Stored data
================
PR #657, opened 2025-02-03
[improvement] Add default machine count values for control plane and worker nodes

Andrews2024:
**Reason for change**:
This change adds default values of `1` for the `CONTROL_PLANE_MACHINE_COUNT` and `WORKER_MACHINE_COUNT` variables if they're not set in the user's environment variables. This prevents an issue where a cluster starts up with no machine deployments because the machine count environment variables aren't set and `replicas` is set to 0.

**TODOs**:

- [ ] squashed commits
- [ ] includes documentation
- [ ] adds unit tests

### DIFF
--- a/e2e/capl-cluster-flavors/kubeadm-capl-cluster/chainsaw-test.yaml
+++ b/e2e/capl-cluster-flavors/kubeadm-capl-cluster/chainsaw-test.yaml
@@ -42,7 +42,6 @@ spec:
               clusterctl generate cluster $CLUSTER -n $NAMESPACE \
               --kubernetes-version ${KUBERNETES_VERSION} \
               --infrastructure local-linode:v0.0.0 \
-              --control-plane-machine-count 1 --worker-machine-count 1 \
               --config ${CLUSTERCTL_CONFIG:=${HOME}/.cluster-api/clusterctl.yaml} > default-cluster.yaml
             check:
               ($error == null): true
--- a/e2e/capl-cluster-flavors/kubeadm-flatcar-vpcless-capl-cluster/chainsaw-test.yaml
+++ b/e2e/capl-cluster-flavors/kubeadm-flatcar-vpcless-capl-cluster/chainsaw-test.yaml
@@ -79,7 +79,6 @@ spec:
               clusterctl generate cluster $CLUSTER -n $NAMESPACE \
               --kubernetes-version ${KUBERNETES_VERSION} \
               --infrastructure local-linode:v0.0.0 \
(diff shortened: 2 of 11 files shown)


cbang-akamai:
> I'm wondering it's a bug in clusterctl that the default for the worker node count is reporting as 1 on our main branch if it's hard-coded in clusterctl to be 0 by default:
> 
> ```
> clusterctl generate cluster test-cluster --kubernetes-version v1.29.1 --infrastructure local-linode:v0.0.0 --list-variables | grep COUNT
>   - CONTROL_PLANE_MACHINE_COUNT  (defaults to 1)
>   - WORKER_MACHINE_COUNT         (defaults to 1)
> ```
>
> `clusterctl generate cluster test-cluster --kubernetes-version v1.29.1 --infrastructure local-linode:v0.0.0 --list-variables | grep COUNT`

It looks like the `--list-variables` output somehow pulls the value from your environment variables first (🤷‍♀️): https://github.com/kubernetes-sigs/cluster-api/blob/850efe73eb6257d850c6e23e09f8e43b5f53dde9/cmd/clusterctl/cmd/util.go#L85-L106

For example:
```sh
$ unset CONTROL_PLANE_MACHINE_COUNT
$ unset WORKER_MACHINE_COUNT

$ clusterctl generate cluster test-cluster --kubernetes-version v1.29.1 --infrastructure local-linode:v0.0.0 --list-variables | grep COUNT
  - CONTROL_PLANE_MACHINE_COUNT  (defaults to 1)
  - WORKER_MACHINE_COUNT         (defaults to 0)
```

Andrews2024:
The default for `WORKER_MACHINE_COUNT` seems to be very intentionally 0 in the clusterctl source code, given that it's set to 0 in multiple places. Do we add something to here to set the environment variables for the user if they haven't been set? The end result of the worker machine count being defaulted to 0 is that cluster deployments don't work out of the box unless it's set to at least 1.

AshleyDumaine:
> The default for `WORKER_MACHINE_COUNT` seems to be very intentionally 0 in the clusterctl source code, given that it's set to 0 in multiple places. Do we add something to here to set the environment variables for the user if they haven't been set? The end result of the worker machine count being defaulted to 0 is that cluster deployments don't work out of the box unless it's set to at least 1.

I think we just need to document that the worker and control plane count can be set optionally since the default is a 1-node control plane only cluster otherwise: https://linode.github.io/cluster-api-provider-linode/topics/getting-started.html#setting-up-your-cluster-environment-variables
================
• Description of the task
Nothing should appear in the answer except the lines above from the line with "--worker-machine-count 1 \" through the line with "($error == null): true", both included, written out exactly.

• Task response
-              --control-plane-machine-count 1 --worker-machine-count 1 \
               --config ${CLUSTERCTL_CONFIG:=${HOME}/.cluster-api/clusterctl.yaml} > default-cluster.yaml
             check:
               ($error == null): true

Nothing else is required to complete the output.